The ISR can be activated by four kinases (PERK, GCN2, PKR and HRI) to maintain protein homeostasis when cells encounter stresses such as mitochondrial dysfunction, oxidative stress, unfolded protein response and nutrition deprivation. The above four kinases inhibit the eukaryotic translation initiation factor eIF2B by phosphorylating eIF2α to inhibit global protein translation while inducing expression of ATF4 and DDIT3. As a result, ISR activation has extensive downstream effects on the expression of genes related to biosynthesis, aminoacyl-tRNA synthetases, translation factors and proapoptosis48,49. Long-term activation of the ISR has been associated with various neurological disorders. In our study, gene-level analysis found a number of upregulated genes related to cell stress and apoptosis (including DDIT3) in LBSL cells, but it failed to detect the expression changes of ISR kinase genes. DTU analysis, however, found both MIS and SPLICE LBSL cells had abnormal transcript usage of EIF2AK1. Looking more closely, LBSL cells showed a higher transcript usage of the protein-coding transcript (EIF2AK1-201) than control cells, whereas, controls cells had higher usage of the nonsense mediated decay transcript (EIF2AK1-203). Overall, this may suggest increased EIF2AK1 protein (HRI kinase) in LBSL cells and activation of the ISR. Of note, DTU analyses also detected a series of DTU events belonging to translation initiation and elongation factors (EIF3C, EIF3E, EIF3F, EIF3I, EIF3L, EIF4A2, EIF4B, EIF4E, EIF4H, EEF1B2, EEF1D and EEF2), as well as genes of proteosome family (PSMA3, PSMA4, PSMB3, PSMC4, PSMD6, PSME2 and PDMG2) in LBSL cells. DTU events in LBSL may have important implications on protein function as switching between protein-coding and non-coding transcripts may affect protein totals, and switching among protein-coding transcripts may change the ratio of multiple protein isoforms with different biological functions and/or subcellular localizations. Increasing evidence supports dysfunctional protein translation and metabolism to contribute at least in part to several neurodevelopmental and neurodegenerative disorders.

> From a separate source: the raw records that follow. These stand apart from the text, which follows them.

PR #7322, opened 2025-01-16
docs: Fix OSS Index Maven config documentation

marcelstoer:
```
❯ grep -ir "property = \"ossindex" *
maven/src/main/java/org/owasp/dependencycheck/maven/BaseDependencyCheckMojo.java:    @Parameter(property = "ossindexAnalyzerEnabled")
maven/src/main/java/org/owasp/dependencycheck/maven/BaseDependencyCheckMojo.java:    @Parameter(property = "ossindexAnalyzerUseCache")
maven/src/main/java/org/owasp/dependencycheck/maven/BaseDependencyCheckMojo.java:    @Parameter(property = "ossindexAnalyzerUrl")
maven/src/main/java/org/owasp/dependencycheck/maven/BaseDependencyCheckMojo.java:    @Parameter(property = "ossIndexServerId")
maven/src/main/java/org/owasp/dependencycheck/maven/BaseDependencyCheckMojo.java:    @Parameter(property = "ossIndexWarnOnlyOnRemoteErrors")
```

Transcript-level quantifications are done by imputation from short-read sequencing data indexed by existing genomic annotations. Consequently, DTU analysis is hindered by incomplete annotations and by the nature of short-read sequencing. To better understand transcript expression within our samples, we performed alternative splicing analysis on cassette exons. With BRIE2, DARS2 (exon 3) was identified as one of the DSEs associated with LBSL, a finding verified by PCR and RT-qPCR which shows that exon 3 exclusion was significantly increased in LBSL cells. In these experiments, transcripts lacking exon 3 became predominant after iPSCs differentiated into iNs, a finding consistent with the observed downregulation of DARS2 protein western blots. These data suggest DARS2 is highly expressed in stem cells and plays a more important role during differentiation, which may explain the embryonic lethality of complete Dars2 knock-out mice.

Although it is well accepted that splice site mutations within intron 2 of DARS2 are “leaky”, we revealed, for the first time, that at the single-cell level, some LBSL cells only expressed transcripts lacking exon 3 (PSI = 0), indicating that not all LBSL cells were capable of the “leaky” full length production of DARS2. We also demonstrated that the rather common c.492 + 2 T > C mutation could cause exon 5 skipping, and that this mutation is also leaky, resulting in some degree of full-length transcripts. Based on our findings at the time point examined, even in LBSL patients with the same mutations, the dominant DARS2 transcripts and final DARS2 protein level expressed in cells may be random, resulting in phenotype differences among cells and individuals.

Conclusion

The scope and complexity of our data do not immediately lend themselves to simple mechanistic reduction of LBSL. Nevertheless, our work highlights transcript-level dysregulation as a critical, and relatively unexplored, mechanism linking genetic data with neurodegenerative disorders. At gene- and transcript-level analyses, we revealed that dysregulated RNA and protein metabolism, splicing and translation may underlie at least some of the pathophysiological mechanisms in LBSL, and that this may serve as a starting point for further investigations.